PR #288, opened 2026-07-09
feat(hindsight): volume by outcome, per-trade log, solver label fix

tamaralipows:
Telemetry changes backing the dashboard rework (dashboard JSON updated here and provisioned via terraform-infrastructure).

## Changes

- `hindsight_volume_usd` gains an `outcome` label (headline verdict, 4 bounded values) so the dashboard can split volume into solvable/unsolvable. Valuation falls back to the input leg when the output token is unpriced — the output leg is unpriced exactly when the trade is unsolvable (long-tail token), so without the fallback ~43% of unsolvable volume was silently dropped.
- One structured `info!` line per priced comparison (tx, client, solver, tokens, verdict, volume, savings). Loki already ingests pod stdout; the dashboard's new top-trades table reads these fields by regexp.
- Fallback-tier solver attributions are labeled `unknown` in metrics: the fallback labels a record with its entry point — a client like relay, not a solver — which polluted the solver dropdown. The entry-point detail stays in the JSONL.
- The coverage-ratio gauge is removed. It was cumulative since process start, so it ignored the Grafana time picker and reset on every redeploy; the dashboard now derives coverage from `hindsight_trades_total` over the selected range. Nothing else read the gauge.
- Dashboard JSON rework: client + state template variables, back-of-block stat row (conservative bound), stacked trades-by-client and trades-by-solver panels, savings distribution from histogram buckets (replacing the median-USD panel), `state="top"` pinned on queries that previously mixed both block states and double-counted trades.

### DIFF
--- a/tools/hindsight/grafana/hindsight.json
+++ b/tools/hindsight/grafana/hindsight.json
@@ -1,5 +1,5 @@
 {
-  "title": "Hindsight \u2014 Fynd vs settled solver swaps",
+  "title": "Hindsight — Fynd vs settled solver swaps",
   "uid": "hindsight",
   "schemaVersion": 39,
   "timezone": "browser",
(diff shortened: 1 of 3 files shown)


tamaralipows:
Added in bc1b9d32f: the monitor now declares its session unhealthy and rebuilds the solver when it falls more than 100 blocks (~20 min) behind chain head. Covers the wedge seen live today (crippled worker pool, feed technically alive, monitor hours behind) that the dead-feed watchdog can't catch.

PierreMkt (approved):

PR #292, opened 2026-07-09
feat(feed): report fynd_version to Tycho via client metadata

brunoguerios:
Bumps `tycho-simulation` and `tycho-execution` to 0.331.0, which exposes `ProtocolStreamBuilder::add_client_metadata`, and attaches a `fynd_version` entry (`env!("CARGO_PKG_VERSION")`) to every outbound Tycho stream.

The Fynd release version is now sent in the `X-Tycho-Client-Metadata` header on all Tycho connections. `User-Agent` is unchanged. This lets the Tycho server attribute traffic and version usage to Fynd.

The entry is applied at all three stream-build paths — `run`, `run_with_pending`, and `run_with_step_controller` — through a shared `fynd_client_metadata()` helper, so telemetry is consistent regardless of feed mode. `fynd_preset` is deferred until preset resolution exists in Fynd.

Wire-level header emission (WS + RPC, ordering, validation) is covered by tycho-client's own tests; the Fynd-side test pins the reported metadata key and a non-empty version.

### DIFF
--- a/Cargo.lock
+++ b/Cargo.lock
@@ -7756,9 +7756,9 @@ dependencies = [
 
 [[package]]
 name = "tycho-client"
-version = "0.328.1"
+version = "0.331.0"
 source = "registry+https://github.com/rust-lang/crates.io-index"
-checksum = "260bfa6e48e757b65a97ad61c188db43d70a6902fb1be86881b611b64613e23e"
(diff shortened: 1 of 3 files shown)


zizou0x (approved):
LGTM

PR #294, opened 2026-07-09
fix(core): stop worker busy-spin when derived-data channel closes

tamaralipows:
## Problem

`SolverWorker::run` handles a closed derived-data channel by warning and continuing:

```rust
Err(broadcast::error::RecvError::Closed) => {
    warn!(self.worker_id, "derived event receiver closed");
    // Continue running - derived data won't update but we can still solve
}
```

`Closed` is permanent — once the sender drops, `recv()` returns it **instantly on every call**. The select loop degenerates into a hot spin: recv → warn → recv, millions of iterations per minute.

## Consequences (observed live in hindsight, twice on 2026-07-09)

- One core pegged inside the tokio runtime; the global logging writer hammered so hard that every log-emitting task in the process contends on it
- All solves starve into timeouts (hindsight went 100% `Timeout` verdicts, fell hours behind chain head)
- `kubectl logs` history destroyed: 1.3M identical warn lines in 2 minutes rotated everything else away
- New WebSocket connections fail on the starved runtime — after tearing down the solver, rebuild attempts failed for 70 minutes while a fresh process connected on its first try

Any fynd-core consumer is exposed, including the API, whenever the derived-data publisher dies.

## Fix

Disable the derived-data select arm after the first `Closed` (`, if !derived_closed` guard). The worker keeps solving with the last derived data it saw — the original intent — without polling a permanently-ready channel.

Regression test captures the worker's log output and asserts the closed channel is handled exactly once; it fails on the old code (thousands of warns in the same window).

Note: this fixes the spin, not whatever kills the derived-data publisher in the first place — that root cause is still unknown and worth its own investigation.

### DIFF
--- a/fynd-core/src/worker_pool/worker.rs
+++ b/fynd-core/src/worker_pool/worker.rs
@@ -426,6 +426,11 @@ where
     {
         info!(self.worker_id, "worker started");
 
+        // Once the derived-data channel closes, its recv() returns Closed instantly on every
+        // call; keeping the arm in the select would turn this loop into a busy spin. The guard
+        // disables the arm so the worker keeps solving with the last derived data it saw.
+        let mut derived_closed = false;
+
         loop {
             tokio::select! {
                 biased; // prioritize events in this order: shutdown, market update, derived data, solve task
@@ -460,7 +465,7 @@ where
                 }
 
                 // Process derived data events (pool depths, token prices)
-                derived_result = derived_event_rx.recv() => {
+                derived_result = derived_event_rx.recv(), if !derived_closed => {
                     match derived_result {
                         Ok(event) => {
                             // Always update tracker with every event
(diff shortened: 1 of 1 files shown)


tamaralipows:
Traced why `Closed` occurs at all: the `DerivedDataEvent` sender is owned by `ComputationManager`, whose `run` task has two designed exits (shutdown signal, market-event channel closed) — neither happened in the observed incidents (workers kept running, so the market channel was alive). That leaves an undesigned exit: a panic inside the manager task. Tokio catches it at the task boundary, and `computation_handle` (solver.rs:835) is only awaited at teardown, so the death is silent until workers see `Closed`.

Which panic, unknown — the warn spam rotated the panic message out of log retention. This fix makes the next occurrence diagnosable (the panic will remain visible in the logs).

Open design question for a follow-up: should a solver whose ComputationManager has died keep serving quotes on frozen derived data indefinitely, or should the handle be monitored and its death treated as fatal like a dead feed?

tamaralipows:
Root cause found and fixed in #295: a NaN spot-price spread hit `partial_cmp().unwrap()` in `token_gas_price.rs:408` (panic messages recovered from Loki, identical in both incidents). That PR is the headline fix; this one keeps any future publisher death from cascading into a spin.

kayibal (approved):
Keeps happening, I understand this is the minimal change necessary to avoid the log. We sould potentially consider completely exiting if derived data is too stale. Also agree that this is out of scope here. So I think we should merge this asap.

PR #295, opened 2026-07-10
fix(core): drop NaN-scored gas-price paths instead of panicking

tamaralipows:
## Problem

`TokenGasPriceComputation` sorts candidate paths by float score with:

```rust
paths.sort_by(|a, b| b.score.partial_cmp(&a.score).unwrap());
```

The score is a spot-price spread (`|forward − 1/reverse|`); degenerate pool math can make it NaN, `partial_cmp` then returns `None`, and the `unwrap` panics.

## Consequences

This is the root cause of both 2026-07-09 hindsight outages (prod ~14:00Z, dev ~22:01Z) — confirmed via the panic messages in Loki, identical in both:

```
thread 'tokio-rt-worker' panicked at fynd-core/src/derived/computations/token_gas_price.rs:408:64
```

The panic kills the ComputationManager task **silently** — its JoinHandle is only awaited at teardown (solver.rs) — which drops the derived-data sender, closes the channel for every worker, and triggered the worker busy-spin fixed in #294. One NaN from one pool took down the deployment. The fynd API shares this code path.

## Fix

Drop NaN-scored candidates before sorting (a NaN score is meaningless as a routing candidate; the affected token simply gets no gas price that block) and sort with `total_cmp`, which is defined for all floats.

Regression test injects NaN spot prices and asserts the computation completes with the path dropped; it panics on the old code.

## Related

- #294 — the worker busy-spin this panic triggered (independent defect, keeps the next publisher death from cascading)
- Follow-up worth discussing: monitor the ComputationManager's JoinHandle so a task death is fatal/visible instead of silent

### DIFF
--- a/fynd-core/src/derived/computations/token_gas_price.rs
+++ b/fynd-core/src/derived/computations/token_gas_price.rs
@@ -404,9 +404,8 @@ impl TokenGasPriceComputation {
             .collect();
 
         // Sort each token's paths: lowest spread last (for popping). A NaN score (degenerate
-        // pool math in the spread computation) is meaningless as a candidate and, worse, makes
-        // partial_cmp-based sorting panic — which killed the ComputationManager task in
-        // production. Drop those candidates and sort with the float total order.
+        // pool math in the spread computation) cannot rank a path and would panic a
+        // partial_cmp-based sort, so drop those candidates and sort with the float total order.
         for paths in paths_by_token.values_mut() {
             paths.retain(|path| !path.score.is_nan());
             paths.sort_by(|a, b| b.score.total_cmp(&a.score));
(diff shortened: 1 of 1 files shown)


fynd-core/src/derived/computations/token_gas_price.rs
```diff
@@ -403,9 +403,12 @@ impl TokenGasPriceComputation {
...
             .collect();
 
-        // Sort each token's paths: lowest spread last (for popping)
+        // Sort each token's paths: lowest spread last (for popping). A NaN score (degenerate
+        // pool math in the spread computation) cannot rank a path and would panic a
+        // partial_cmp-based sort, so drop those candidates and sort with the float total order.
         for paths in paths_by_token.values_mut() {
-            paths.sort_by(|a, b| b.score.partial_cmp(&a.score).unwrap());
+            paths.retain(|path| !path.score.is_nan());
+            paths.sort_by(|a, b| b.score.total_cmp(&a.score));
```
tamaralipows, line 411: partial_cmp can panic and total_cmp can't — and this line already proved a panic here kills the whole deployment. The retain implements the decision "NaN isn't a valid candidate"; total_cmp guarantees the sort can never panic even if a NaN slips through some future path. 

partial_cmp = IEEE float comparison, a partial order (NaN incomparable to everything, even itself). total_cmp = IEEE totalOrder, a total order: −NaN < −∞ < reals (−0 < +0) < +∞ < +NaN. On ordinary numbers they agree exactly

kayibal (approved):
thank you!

———

• Task to carry out: Every line from the top of the material above through the line holding "- The coverage-ratio" should be reproduced word for word, and nothing beyond it.

• Finished task:
PR #288, opened 2026-07-09
feat(hindsight): volume by outcome, per-trade log, solver label fix

tamaralipows:
Telemetry changes backing the dashboard rework (dashboard JSON updated here and provisioned via terraform-infrastructure).

## Changes

- `hindsight_volume_usd` gains an `outcome` label (headline verdict, 4 bounded values) so the dashboard can split volume into solvable/unsolvable. Valuation falls back to the input leg when the output token is unpriced — the output leg is unpriced exactly when the trade is unsolvable (long-tail token), so without the fallback ~43% of unsolvable volume was silently dropped.
- One structured `info!` line per priced comparison (tx, client, solver, tokens, verdict, volume, savings). Loki already ingests pod stdout; the dashboard's new top-trades table reads these fields by regexp.
- Fallback-tier solver attributions are labeled `unknown` in metrics: the fallback labels a record with its entry point — a client like relay, not a solver — which polluted the solver dropdown. The entry-point detail stays in the JSONL.
- The coverage-ratio gauge is removed. It was cumulative since process start, so it ignored the Grafana time picker and reset on every redeploy; the dashboard now derives coverage from `hindsight_trades_total` over the selected range. Nothing else read the gauge.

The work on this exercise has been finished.